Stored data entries
PR #541, opened 2019-06-03
[INTERNAL][I] Show non-shareable modules in contact pop menu

tobous:
Adjusts ContactPopMenu to also show non-shareable modules. Such modules
are disabled in the menu and are displayed in a separate group.
Furthermore, the carry a tooltip explaining that/why they can't be
shared.

Subsequently removes the user notification when encountering a
non-shareable module.

This re-structuring was done to avoid annoying the user with unnecessary
notifications.

### DIFF
--- a/intellij/src/saros/intellij/ui/tree/ContactPopMenu.java
+++ b/intellij/src/saros/intellij/ui/tree/ContactPopMenu.java
@@ -32,6 +32,7 @@ import saros.net.xmpp.JID;
  * Contact pop-up menu for selecting a project and module to share. Opened when right-clicking on a
  * contact.
  */
+// TODO remove the project module check once project module can be shared
 class ContactPopMenu extends JPopupMenu {
 
   private static final Logger LOG = Logger.getLogger(ContactPopMenu.class);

# [Work request]
One number makes up the answer: the number of lines among the entries that include the word "shared".

# [Response]
2